**WHAT TO WORK ON**
Write out all of the data without omission, exactly as shown.

**DATASET EXTRACT**
PR #64, opened 2017-05-19
Tests/functional

DenisMishin:
CLI based tests and infra


infra/infra.go
```diff
@@ -126,11 +129,16 @@ type NodePool interface {
...
 // Node defines an interface to a remote node
 type Node interface {
-	// Addr returns the address of the node
+	// Addr returns public address of the node
 	Addr() string
+	// PrivateAddr returns the private address of the node
+	PrivateAddr() string
 	// Connect connects to this node and returns a new session object
 	// that can be used to execute remote commands
 	Connect() (*ssh.Session, error)
```
a-palchikov: We don't need `Connect` as part of `Node` anymore - one can always create a `Session` from a `Client`. Besides, the implementation is identical and hence duplicate in each provisioner.

I think internal unit-tests are out-of-date w.r.t changes to this interface.

lib/ssh/commands.go
```diff
@@ -0,0 +1,32 @@
...
+// Cmd defines command to execute on remote host
+type Cmd struct {
+	// Command is what is passed to remote shell
+	Command string
+	// Env are any environment variables to be set
+	// Note that environment vars must be explicitly enabled in /etc/ssh/sshd.conf `AcceptEnv` directive
+	Env map[string]string
+}
+
+// RunCommands execute commands sequentially
```
a-palchikov: s/execute/executes as the function name is treated as just a name

lib/ssh/run_parse.go
```diff
@@ -0,0 +1,139 @@
...
+	if exit != 0 {
+		return trace.Errorf("%s returned %d", cmd, exit)
+	}
+
+	return nil
+}
+
+// RunAndParse runs remote SSH command with environment variables set by `env`
+// exitStatus is -1 if undefined
+func RunAndParse(ctx context.Context, logFn LogFnType, client *ssh.Client, cmd string, env map[string]string, parse OutputParseFn) (out interface{}, exitStatus int, err error) {
```
a-palchikov: The function expects a `ssh.Session`, and the logging detail can be setup prior to the call:
```go
session, err := client.NewSession()
if err != nil {
	return trace.Wrap(err, "failed to create a session")
}
entry := log.WithFields(log.Fields{"client": client.RemoteAddr()})
exitStatus, err := RunAndParse(ctx, session, cmd, env, parseFn, entry)

func RunAndParse(ctx context.Context, session *ssh.Session, cmd string, env map[string]string, parse OutputParseFn, entry *log.Entry) (out interface{}, exitStatus int, err error) {
	// ...
	entry.Debugf("stderr: %s", out)
}
```
This way you don't need to spill too much detail into the function itself.

And the function itself feels too heavy.

lib/ssh/run_parse.go
```diff
@@ -0,0 +1,139 @@
...
+		for {
+			line, err := r.ReadString('\n')
+			if err != nil {
+				return
+			}
+			logFn("[%v] %s [stderr] %s", client.RemoteAddr(), cmd, line)
+		}
+	}()
+
+	outCh := make(chan interface{}, 2)
```
a-palchikov:
```go
var outCh chan resp

type resp struct {
	out []byte
	err error
}
```
why the buffer of 2? There's just a single producer

lib/ssh/run_parse.go
```diff
@@ -0,0 +1,139 @@
...
+	go func() {
+		logFn("[%v] (starting) %s", client.RemoteAddr(), cmd)
+		runCh <- session.Run(fmt.Sprintf("%s %s", strings.Join(envStrings, " "), cmd))
+	}()
+
+	select {
+	case <-ctx.Done():
+		return nil, exitStatusUndefined,
+			trace.Errorf("[%v] %s timed out, sending SIGTERM: %v",
+				client.RemoteAddr(), cmd, session.Signal(ssh.SIGTERM))
```
a-palchikov: can you extract the `Signal` call (so it's not part of `Errorf` call)?

lib/ssh/ssh_test.go
```diff
@@ -0,0 +1,105 @@
...
+		client,
+		"sleep 100",
+		nil,
+		ParseDiscard)
+	assert.Error(t, err)
+	assert.Equal(t, exitStatusUndefined, exit)
+}
+
+func testExitErr(t *testing.T, client *ssh.Client) {
+	_, exit, err := RunAndParse(context.Background(), t.Logf, client, "ls /nosuchdir", nil, ParseDiscard)
```
a-palchikov: better use `false` as an always failing command

suite/install.go
```diff
@@ -0,0 +1,52 @@
...
+		go func(n gravity.Gravity) {
+			// TODO: how to properly define node role ?
+			errs <- n.Join(ctx, gravity.JoinCmd{
+				PeerAddr: master.Node().PrivateAddr(),
+				Token:    token,
+				Role:     defaultRole})
+		}(node)
+	}
+
+	for range nodes {
```
a-palchikov: Handle nodes never returning from install/join call with a timeout?

infra/gravity/gravity_test.go
```diff
@@ -0,0 +1,49 @@
...
+
+	sshutils "github.com/gravitational/robotest/lib/ssh"
+
+	"github.com/stretchr/testify/assert"
+)
+
+func TestGravityOutput(t *testing.T) {
+	for _, s := range []struct {
+		label string
+		fn    sshutils.OutputParseFn
```
DenisMishin: as discussed will be changed after implemented in gravity repo in next few days.

infra/gravity/log.go
```diff
@@ -0,0 +1,20 @@
...
+func init() {
+	log.SetFlags(0)
+}
+
+func Logf(t *testing.T, prefix string) sshutils.LogFnType {
+	return func(format string, args ...interface{}) {
+		t.Logf(format, args...)
+		log.Printf(fmt.Sprintf("[%s] %s", prefix, format), args...)
+	}
+}
```
DenisMishin: as discussed, will stay as is: in non-verbose mode, will just be equal to t.Logf and thus will log line numbers correctly.

infra/gravity/provision.go
```diff
@@ -0,0 +1,257 @@
...
+	dockerDevice string
+	user         string
+	os           string
+	installDir   string
+	installerUrl string
+	tf           terraform.Config
+	env          map[string]string
+}
+
+// makeDynamicParams takes base config, validates it and returns TerraformConfig
```
DenisMishin: it's not related to just terraform, so naming is right.

infra/terraform/terraform.go
```diff
@@ -250,6 +249,7 @@ func (r *terraform) boot() (output string, err error) {
 	out, err := r.command([]string{
 		"apply",
 		"-var", fmt.Sprintf("nodes=%d", r.NumNodes),
+		"-var", fmt.Sprintf("os=%s", r.OS),
```
DenisMishin: as discussed, TF destroy is not very reliable method of tearing down, and it'll be external service which would ensure cleanup by timeout. anyway right now destory is a no-op, and it'll be addressed in next few days.

infra/infra.go
DenisMishin: for legacy code compatibility

suite/install.go
DenisMishin: handled by ctx

infra/gravity/provision.go
a-palchikov: I meant that that the original comment states it returns a TerraformConfig while it does not:
`// makeDynamicParams takes base config, validates it and returns TerraformConfig`

Makefile
```diff
@@ -1,82 +1,62 @@
...
+docker-images:
+	cd docker && $(MAKE) publish
 
 .PHONY: publish-binary-into-s3
 publish-binary-into-s3:
-ifeq (, $(shell which aws))
-	$(error "No aws command in $(PATH)")
-endif
-	aws $(S3_OPTS) s3 cp ./build/robotest $(BUILD_BUCKET_URL)/robotest
+	ifeq (, $(shell which aws))
```
UnderGreen: It's not a nitpick. Without normal indentation `ifeq` will not work. I know, because I've found this issue several weeks ago.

**RESULT OF THE TASK**
PR #64, opened 2017-05-19
Tests/functional

DenisMishin:
CLI based tests and infra


infra/infra.go
```diff
@@ -126,11 +129,16 @@ type NodePool interface {
...
 // Node defines an interface to a remote node
 type Node interface {
-	// Addr returns the address of the node
+	// Addr returns public address of the node
 	Addr() string
+	// PrivateAddr returns the private address of the node
+	PrivateAddr() string
 	// Connect connects to this node and returns a new session object
 	// that can be used to execute remote commands
 	Connect() (*ssh.Session, error)
```
a-palchikov: We don't need `Connect` as part of `Node` anymore - one can always create a `Session` from a `Client`. Besides, the implementation is identical and hence duplicate in each provisioner.

I think internal unit-tests are out-of-date w.r.t changes to this interface.

lib/ssh/commands.go
```diff
@@ -0,0 +1,32 @@
...
+// Cmd defines command to execute on remote host
+type Cmd struct {
+	// Command is what is passed to remote shell
+	Command string
+	// Env are any environment variables to be set
+	// Note that environment vars must be explicitly enabled in /etc/ssh/sshd.conf `AcceptEnv` directive
+	Env map[string]string
+}
+
+// RunCommands execute commands sequentially
```
a-palchikov: s/execute/executes as the function name is treated as just a name

lib/ssh/run_parse.go
```diff
@@ -0,0 +1,139 @@
...
+	if exit != 0 {
+		return trace.Errorf("%s returned %d", cmd, exit)
+	}
+
+	return nil
+}
+
+// RunAndParse runs remote SSH command with environment variables set by `env`
+// exitStatus is -1 if undefined
+func RunAndParse(ctx context.Context, logFn LogFnType, client *ssh.Client, cmd string, env map[string]string, parse OutputParseFn) (out interface{}, exitStatus int, err error) {
```
a-palchikov: The function expects a `ssh.Session`, and the logging detail can be setup prior to the call:
```go
session, err := client.NewSession()
if err != nil {
	return trace.Wrap(err, "failed to create a session")
}
entry := log.WithFields(log.Fields{"client": client.RemoteAddr()})
exitStatus, err := RunAndParse(ctx, session, cmd, env, parseFn, entry)

func RunAndParse(ctx context.Context, session *ssh.Session, cmd string, env map[string]string, parse OutputParseFn, entry *log.Entry) (out interface{}, exitStatus int, err error) {
	// ...
	entry.Debugf("stderr: %s", out)
}
```
This way you don't need to spill too much detail into the function itself.

And the function itself feels too heavy.

lib/ssh/run_parse.go
```diff
@@ -0,0 +1,139 @@
...
+		for {
+			line, err := r.ReadString('\n')
+			if err != nil {
+				return
+			}
+			logFn("[%v] %s [stderr] %s", client.RemoteAddr(), cmd, line)
+		}
+	}()
+
+	outCh := make(chan interface{}, 2)
```
a-palchikov:
```go
var outCh chan resp

type resp struct {
	out []byte
	err error
}
```
why the buffer of 2? There's just a single producer

lib/ssh/run_parse.go
```diff
@@ -0,0 +1,139 @@
...
+	go func() {
+		logFn("[%v] (starting) %s", client.RemoteAddr(), cmd)
+		runCh <- session.Run(fmt.Sprintf("%s %s", strings.Join(envStrings, " "), cmd))
+	}()
+
+	select {
+	case <-ctx.Done():
+		return nil, exitStatusUndefined,
+			trace.Errorf("[%v] %s timed out, sending SIGTERM: %v",
+				client.RemoteAddr(), cmd, session.Signal(ssh.SIGTERM))
```
a-palchikov: can you extract the `Signal` call (so it's not part of `Errorf` call)?

lib/ssh/ssh_test.go
```diff
@@ -0,0 +1,105 @@
...
+		client,
+		"sleep 100",
+		nil,
+		ParseDiscard)
+	assert.Error(t, err)
+	assert.Equal(t, exitStatusUndefined, exit)
+}
+
+func testExitErr(t *testing.T, client *ssh.Client) {
+	_, exit, err := RunAndParse(context.Background(), t.Logf, client, "ls /nosuchdir", nil, ParseDiscard)
```
a-palchikov: better use `false` as an always failing command

suite/install.go
```diff
@@ -0,0 +1,52 @@
...
+		go func(n gravity.Gravity) {
+			// TODO: how to properly define node role ?
+			errs <- n.Join(ctx, gravity.JoinCmd{
+				PeerAddr: master.Node().PrivateAddr(),
+				Token:    token,
+				Role:     defaultRole})
+		}(node)
+	}
+
+	for range nodes {
```
a-palchikov: Handle nodes never returning from install/join call with a timeout?

infra/gravity/gravity_test.go
```diff
@@ -0,0 +1,49 @@
...
+
+	sshutils "github.com/gravitational/robotest/lib/ssh"
+
+	"github.com/stretchr/testify/assert"
+)
+
+func TestGravityOutput(t *testing.T) {
+	for _, s := range []struct {
+		label string
+		fn    sshutils.OutputParseFn
```
DenisMishin: as discussed will be changed after implemented in gravity repo in next few days.

infra/gravity/log.go
```diff
@@ -0,0 +1,20 @@
...
+func init() {
+	log.SetFlags(0)
+}
+
+func Logf(t *testing.T, prefix string) sshutils.LogFnType {
+	return func(format string, args ...interface{}) {
+		t.Logf(format, args...)
+		log.Printf(fmt.Sprintf("[%s] %s", prefix, format), args...)
+	}
+}
```
DenisMishin: as discussed, will stay as is: in non-verbose mode, will just be equal to t.Logf and thus will log line numbers correctly.

infra/gravity/provision.go
```diff
@@ -0,0 +1,257 @@
...
+	dockerDevice string
+	user         string
+	os           string
+	installDir   string
+	installerUrl string
+	tf           terraform.Config
+	env          map[string]string
+}
+
+// makeDynamicParams takes base config, validates it and returns TerraformConfig
```
DenisMishin: it's not related to just terraform, so naming is right.

infra/terraform/terraform.go
```diff
@@ -250,6 +249,7 @@ func (r *terraform) boot() (output string, err error) {
 	out, err := r.command([]string{
 		"apply",
 		"-var", fmt.Sprintf("nodes=%d", r.NumNodes),
+		"-var", fmt.Sprintf("os=%s", r.OS),
```
DenisMishin: as discussed, TF destroy is not very reliable method of tearing down, and it'll be external service which would ensure cleanup by timeout. anyway right now destory is a no-op, and it'll be addressed in next few days.

infra/infra.go
DenisMishin: for legacy code compatibility

suite/install.go
DenisMishin: handled by ctx

infra/gravity/provision.go
a-palchikov: I meant that that the original comment states it returns a TerraformConfig while it does not:
`// makeDynamicParams takes base config, validates it and returns TerraformConfig`

Makefile
```diff
@@ -1,82 +1,62 @@
...
+docker-images:
+	cd docker && $(MAKE) publish
 
 .PHONY: publish-binary-into-s3
 publish-binary-into-s3:
-ifeq (, $(shell which aws))
-	$(error "No aws command in $(PATH)")
-endif
-	aws $(S3_OPTS) s3 cp ./build/robotest $(BUILD_BUCKET_URL)/robotest
+	ifeq (, $(shell which aws))
```
UnderGreen: It's not a nitpick. Without normal indentation `ifeq` will not work. I know, because I've found this issue several weeks ago.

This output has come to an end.